Published in final edited form as: Prev Med. 2011 Apr 8;52(6):452–455. doi: 10.1016/j.ypmed.2011.03.018

Comparative Community Outreach to Increase Cervical Cancer Screening in the Mississippi Delta

Philip E Castle 1,2,#, Alfio Rausa 3, Tameka Walls 4, Patti E Gravitt 5, Edward E Partridge 6, Vanessa Olivo 4, Shelley Niwa 4, Kerry Grace Morrissey 4, Laura Tucker 3, Hormuzd Katki 1, Isabel Scarinci 6,7
PMCID: PMC3114876  NIHMSID: NIHMS288774  PMID: 21497619

Abstract

Objective

To increase participation in cervical cancer screening of under-served women living in the Mississippi Delta, a U.S. population at high risk for cervical cancer

Methods

We conducted a door-to-door feasibility study of women living in the Mississippi Delta to increase participation in cervical cancer screening in 2009-10. Women (n=119) aged 26-65 years who had not been screened in last 3 years or more, were not pregnant, and had a cervix were offered a choice: clinic-based Pap testing or home self-collection with HPV DNA testing.

Results

Seventy-seven women (64.7%) chose self-collection with HPV testing, of which 62 (80.5%) returned their self-collected specimen. By comparison, 42 women (35.3%) chose Pap testing, of which 17 (40.5%) attended their clinic appointment. Thus there was an almost 4-fold greater participation of under-screened women in self-collection with HPV testing than in free Pap testing (78.4% vs. 21.5%).

Conclusions

We found that offering self-collection will increase participation in cervical cancer screening among under-screened populations living in the Mississippi Delta. Based on these preliminary results, we suggest that self-collection with HPV DNA testing might complement current Pap testing programs to reach under-screened populations of women, such as those living in the Mississippi Delta.

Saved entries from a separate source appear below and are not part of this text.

PR #992, opened 2025-01-09
Implement-74

Primata:
# Summary

Implements MIP-74 specs

# Changelog

adds outbound rate limit
adds PAUSER_ROLE

# Testing

# Outstanding issues

### DIFF
--- a/protocol-units/bridge/contracts/src/NativeBridge.sol
+++ b/protocol-units/bridge/contracts/src/NativeBridge.sol
@@ -21,7 +21,9 @@ contract NativeBridge is AccessControlUpgradeable, PausableUpgradeable, INativeB
     mapping(uint256 day => uint256 amount) public inboundRateLimitBudget;
 
     bytes32 public constant RELAYER_ROLE = keccak256(abi.encodePacked("RELAYER_ROLE"));
-    uint256 public constant MINIMUM_RISK_DENOMINATOR = 3;
+
+    // Risk denominator must be above 3
+    uint256 public constant RISK_DENOMINATOR_LOWER_BOUND = 3;
     IERC20 public moveToken;
     address public insuranceFund;
     uint256 public riskDenominator;
@@ -54,7 +56,7 @@ contract NativeBridge is AccessControlUpgradeable, PausableUpgradeable, INativeB
 
         // Set insurance fund
         insuranceFund = _insuranceFund;
-        riskDenominator = MINIMUM_RISK_DENOMINATOR + 1;
+        riskDenominator = RISK_DENOMINATOR_LOWER_BOUND + 1;
 
         // Maintainer is optional
         _grantRole(RELAYER_ROLE, _maintainer);
@@ -72,7 +74,7 @@ contract NativeBridge is AccessControlUpgradeable, PausableUpgradeable, INativeB
         whenNotPaused
         returns (bytes32 bridgeTransferId)
     {
-        // Ensure there is a valid amount
+        // Ensure there is a valid amount`
         require(amount > 0, ZeroAmount());
         address initiator = msg.sender;
 
@@ -177,7 +179,7 @@ contract NativeBridge is AccessControlUpgradeable, PausableUpgradeable, INativeB
      */
     function setRiskDenominator(uint256 _riskDenominator) external onlyRole(DEFAULT_ADMIN_ROLE) {
         // risk denominator must be at least 4
-        require(_riskDenominator > MINIMUM_RISK_DENOMINATOR, InvalidRiskDenominator());
+        require(_riskDenominator > RISK_DENOMINATOR_LOWER_BOUND, InvalidRiskDenominator());
         riskDenominator = _riskDenominator;
         emit RiskDenominatorUpdated(_riskDenominator);
     }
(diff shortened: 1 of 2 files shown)


protocol-units/bridge/contracts/src/NativeBridge.sol
```diff
@@ -19,9 +19,13 @@ contract NativeBridge is AccessControlUpgradeable, PausableUpgradeable, INativeB
     mapping(uint256 nonce => OutboundTransfer) public noncesToOutboundTransfers;
```
apenzk, line 19:
```suggestion
    // Inbound: Transfers from the bridge to the user (e.g., tokens released to the recipient).
    // Outbound: Transfers from the user to the bridge (e.g., tokens locked for bridging).
    mapping(uint256 nonce => OutboundTransfer) public noncesToOutboundTransfers;
```

protocol-units/bridge/contracts/src/NativeBridge.sol
```diff
@@ -19,9 +19,13 @@ contract NativeBridge is AccessControlUpgradeable, PausableUpgradeable, INativeB
...
     mapping(bytes32 bridgeTransferId => uint256 nonce) public idsToInboundNonces;
     mapping(uint256 day => uint256 amount) public inboundRateLimitBudget;
+    mapping(uint256 day => uint256 amount) public outboundRateLimitBudget;
 
     bytes32 public constant RELAYER_ROLE = keccak256(abi.encodePacked("RELAYER_ROLE"));
-    uint256 public constant MINIMUM_RISK_DENOMINATOR = 3;
+    bytes32 public constant PAUSER_ROLE = keccak256(abi.encodePacked("PAUSER_ROLE"));
+
+    // Risk denominator must be above 3
+    uint256 public constant RISK_DENOMINATOR_LOWER_BOUND = 3;
```
apenzk, line 28: say what means risk denominator or what it represents

protocol-units/bridge/contracts/src/NativeBridge.sol
```diff
@@ -19,9 +19,13 @@ contract NativeBridge is AccessControlUpgradeable, PausableUpgradeable, INativeB
     mapping(uint256 nonce => OutboundTransfer) public noncesToOutboundTransfers;
     mapping(bytes32 bridgeTransferId => uint256 nonce) public idsToInboundNonces;
     mapping(uint256 day => uint256 amount) public inboundRateLimitBudget;
+    mapping(uint256 day => uint256 amount) public outboundRateLimitBudget;
 
     bytes32 public constant RELAYER_ROLE = keccak256(abi.encodePacked("RELAYER_ROLE"));
-    uint256 public constant MINIMUM_RISK_DENOMINATOR = 3;
+    bytes32 public constant PAUSER_ROLE = keccak256(abi.encodePacked("PAUSER_ROLE"));
+
+    // Risk denominator must be above 3
```
apenzk, line 27: equal or above?

protocol-units/bridge/contracts/src/NativeBridge.sol
apenzk: lower bound implies 3 is included, but you state "must be above 3"

protocol-units/bridge/contracts/src/NativeBridge.sol
```diff
@@ -54,10 +59,12 @@ contract NativeBridge is AccessControlUpgradeable, PausableUpgradeable, INativeB
 
         // Set insurance fund
         insuranceFund = _insuranceFund;
-        riskDenominator = MINIMUM_RISK_DENOMINATOR + 1;
+        riskDenominator = RISK_DENOMINATOR_LOWER_BOUND + 1;
```
apenzk, line 62:
```suggestion
        riskDenominator = RISK_DENOMINATOR_LOWER_BOUND;
```

protocol-units/bridge/contracts/src/NativeBridge.sol
apenzk, line 27:
```suggestion
    // Risk denominator must be equal or above 3
```

protocol-units/bridge/contracts/src/NativeBridge.sol
apenzk, line 28:
```suggestion
    uint256 public constant RISK_DENOMINATOR_LOWER_BOUND = 4;
```

apenzk (changes requested):
looks good for an initial approach apart from 
-  in the sol contract the risk_denominator cannot be updated. I am ok with this but it is inconsistent with the move contract equivalent
- requesting a few minor changes for acceptance.

long term, with more complex approaches like sliding window, we should consider the length of the window, but for now setting the window length to 1day is a good minimal approach.

protocol-units/bridge/contracts/src/NativeBridge.sol
apenzk: here in sol it is fixed, whereas in move there is a function update_risk_denominator. 

This is inconsistent.

protocol-units/bridge/contracts/src/NativeBridge.sol
Primata: not good since the lowerbound determines the minimum excluding bound. It has to be 3 because the check has to be >, not >= (saves some computation).

protocol-units/bridge/contracts/src/NativeBridge.sol
Primata: we got setRiskDenominator here

Primata: how can we change the name but not change the code logic?

0xmovses:
It's failing a few checks. Will review once those are passing.

apenzk (changes requested):
Requesting some minor changes. Otherwise looks good

Also there is mention of AtomicBridge and NativeBridge. Could update the name also with this PR or separately.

Keywords: Pap, cervical intraepithelial neoplasia (CIN), cervical cancer, human papillomavirus (HPV), atypical squamous cells of undetermined significance (ASC-US), Hybrid Capture 2 (HC2), health disparities, cervical cancer screening

Introduction

More than half of all cervical cancer occurring in the U.S. is found in medically underserved populations (http://www.cdc.gov/cancer/cervical/). Cervical cancer occurs mainly in these populations as part of a complex of diseases linked to poverty and/or racial/ethnic disparities (Freeman and Wingrove 2007). Although targeting the necessary cause of cervical cancer, human papillomavirus (HPV), by vaccination shows tremendous promise for prevention (2007;Garland et al. 2007;Paavonen et al. 2009), HPV vaccination does not prevent 30% of the cervical cancer caused by the untargeted HPV types nor does it treat the pre-existing HPV infections and related precursor conditions in the population (2007;Hildesheim et al. 2007). Given that only ¼ of U.S. adolescent women have received all three doses of their immunization against HPV vaccination (2010), who will glean the greatest benefit from HPV vaccination, and current HPV vaccines provide only 70% protection against cervical cancer, it seems likely that cervical cancer screening will be needed for decades to come, especially in under-served populations.

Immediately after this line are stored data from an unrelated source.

PR #1014, opened 2025-01-22
Key rotation with WAL file

andygolay:
# Summary

# Changelog

# Testing

# Outstanding issues


util/signing/interface/src/key/mod.rs
```diff
@@ -55,7 +55,7 @@ impl TryFromCanonicalString for Environment {
 	fn try_from_canonical_string(s: &str) -> Result<Self, String> {
 		match s {
 			"prod" => Ok(Environment::Prod),
-			"dev" => Ok(Environment::Dev),
+			"devNet" => Ok(Environment::Dev),
```
l-monninger, line 58: Keep this as dev.

util/signing/providers/aws-kms/src/hsm/mod.rs
```diff
@@ -31,8 +33,7 @@ where
 
 	/// Tries to create a new AWS KMS HSM from the environment
 	pub async fn try_from_env() -> Result<Self, anyhow::Error> {
-		let key_id = std::env::var("AWS_KMS_KEY_ID").context("AWS_KMS_KEY_ID not set")?;
-
+		let key_id = std::env::var("AWS_KMS_KEY_ID").unwrap_or("0x1".to_string());
```
l-monninger, line 36: You're going to want to pull changes from the `e2e-integration` branch at some point.

util/signing/signing-admin/src/cli/wal.rs
```diff
@@ -0,0 +1,66 @@
+use anyhow::Result;
+use serde::{Deserialize, Serialize};
+use std::fs::{self, OpenOptions};
+use std::io::{BufReader, BufWriter};
+use std::path::Path;
+
+pub const WAL_FILE: &str = "wal.json";
+
+#[derive(Serialize, Deserialize, Debug, Clone)]
+pub struct WalEntry {
```
l-monninger, line 10: For our `Wal` file, we're going to want to want to describe which messages have been passed back and forth and move them from an `prepared` queue to a `committed` queue as we know they succeed. This will allow us to replay. 

Thus, I would recommend the `WalEntry` have those two fields.

You will also likely want to generated a UID.

util/signing/signing-admin/src/cli/wal.rs
```diff
@@ -0,0 +1,66 @@
...
+}
+
+pub fn append_to_wal(entry: WalEntry) -> Result<()> {
+                let mut entries = read_wal()?;
+                entries.push(entry);
+                write_wal(&entries)
+}
+
+pub fn update_wal_status(canonical_string: &str, new_status: &str) -> Result<()> {
+                let mut entries = read_wal()?;
```
l-monninger, line 46: What your doing here is not a WAL. It's a key-value serialization of the key state. This can also be useful, but it does not describe how to recover from failed procedures.

util/signing/signing-admin/src/cli/wal.rs
```diff
@@ -0,0 +1,66 @@
+use anyhow::Result;
+use serde::{Deserialize, Serialize};
+use std::fs::{self, OpenOptions};
+use std::io::{BufReader, BufWriter};
+use std::path::Path;
+
+pub const WAL_FILE: &str = "wal.json";
```
l-monninger, line 7: Don't use a hard-coded constant. This should eventually be brought up as a CLI arg.

util/signing/signing-admin/src/cli/wal.rs
```diff
@@ -0,0 +1,66 @@
...
+                let mut entries = read_wal()?;
+                for entry in &mut entries {
+                                if entry.canonical_string == canonical_string {
+                                                entry.status = new_status.to_string();
+                                }
+                }
+                write_wal(&entries)
+}
+
+pub fn update_wal_entry<F>(canonical_string: &str, update_fn: F) -> Result<()>
```
l-monninger, line 55: There's no implementation here for actually continuing from the WAL file.

util/signing/signing-admin/src/cli/wal.rs
```diff
@@ -0,0 +1,66 @@
+use anyhow::Result;
```
l-monninger, line 1: Basically, a WAL file should be a queue of "transactions" with our system. When one completes successfully, you should pop it off. 

For simplicity, we will only process on transaction at a time. Furthermore, the transaction should always complete unless manual intervention takes place. 

So, consider the following as an example of valid usage via the CLI.

1. Successful rotation writes to WAL but removes entry when complete
- **Command:**
```
signing-admin rotate-key --alias always --identifier new --url https://app --wal wal.file
# exits with code 0
```

- **WAL:**
```
# empty
```

2. Unsuccessful rotation leaves log of where it left off. 
- **Command:**
```
signing-admin rotate-key --alias always --identifier new --url https://app --wal wal.file
# exits with code 1
```
- **WAL:**
```
{
    "log" : [
      {
         "id" : "unique-id"
         "messages" : {
              "committed" : [
                    "START_ROTATION",
                    "SEND_APP_ROTATE",
                    "RECV_APP_ROTATE",
                    "SEND_HSM_ROTATE"
               ], 
              "prepared" : [
                    "RECV_HSM_ROTATE"
               ]
         }
      }
    ]
}
```

3. Someone tries to run a over the unfinished log and it prevents
- **Command:**
```
signing-admin rotate-key --alias always --identifier new --url https://app --wal wal.file
# exits with code 1; reports unfinished WAL
```
- **WAL:**
```
{
    "log" : [
      {
         "id" : "unique-id"
         "messages" : {
              "committed" : [
                    "START_ROTATION",
                    "SEND_APP_ROTATE",
                    "RECV_APP_ROTATE",
                    "SEND_HSM_ROTATE"
               ], 
              "prepared" : [
                    "RECV_HSM_ROTATE"
               ]
         }
      }
    ]
}
```

4. Operator comes along to correct and complete
- **Command:**
```
signing-admin recover
# reads through WAL file for remaining messages
```
- **WAL:**
```
# empty because the messages were complete
```

l-monninger (changes requested):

African-American women are more likely to get cervical cancer and twice as likely to die from cervical cancer than their Caucasian counterparts (Freeman and Wingrove 2007). The disparities in cervical cancer incidence and mortality (Figure 1) are still greater in the Mississippi Delta region (Freeman and Wingrove 2007) than in other African-American populations. In our previous work in the Mississippi Delta region (Scarinci et al. 2010), we found that door-to-door recruitment was more effective means to engage and recruit under-screened women in participating in cervical cancer screening. In that study, we found that under-screened women were willing to come to the clinic to participate, take a kit home for self-collection of a cervicovaginal specimen (for HPV testing), and return it to the clinic (unpublished data). However, that study was clinic based and women were offered a financial incentive to participate.

Figure 1. County-Specific Age-Standardized Cervical Cancer Rates in MS and AL.

Figure 1

County-level mortality (per 100,000) due to cervical cancer in Mississippi (USA)(Freeman and Wingrove 2007) (courtesy of the National Cancer Institute, NIH). The green arrow indicates where the study was conducted in 2009-10.

In a follow-up feasibility study, we conducted a door-to-door recruitment without incentive to determine what type of intervention under-screened women living in the Mississippi Delta might choose and, given that choice, complete: clinic-based, physician-collected cervical specimens for Pap testing versus home-based, self-collected cervicovaginal specimen for HPV testing.

Methods

We conducted a door-to-door recruitment in 4 towns (Sunflower, Moorhead, Inverness, and Doddsville) in Sunflower County, a high-risk population living in rural northwest Mississippi (Figure 1), to identify women aged 26-65 years who might be eligible for the study in 2009-10 (Figure 2). Among the 543 women identified in this age group, 95.0% (n = 516) were available to participate. We then excluded 394 (76.4%) women for the following a priori reasons (not mutually exclusive): 345 (66.9%) had a Pap within the last 3 years; 91 (17.6%) had previous hysterectomy; 6 (1.1%) had a self-reported history of cervical cancer; and 4 (0.8%) were pregnant or 6 (1.1%) had given birth in the last 8 weeks.

Figure 2. Consort Diagram for Participation.

Figure 2

The flowchart shows the outcomes of the study conducted in 2009-10 to increase cervical cancer screening participation in Sunflower County, Mississippi. Definitions are as follows: ineligible households had no women in the correct age range; unavailable households were those that we did not get a response; ineligible women = did not meet inclusion criteria (see text); unavailable women = women in eligible households who we could not assess for eligibility in the study (e.g., working, too busy, etc.).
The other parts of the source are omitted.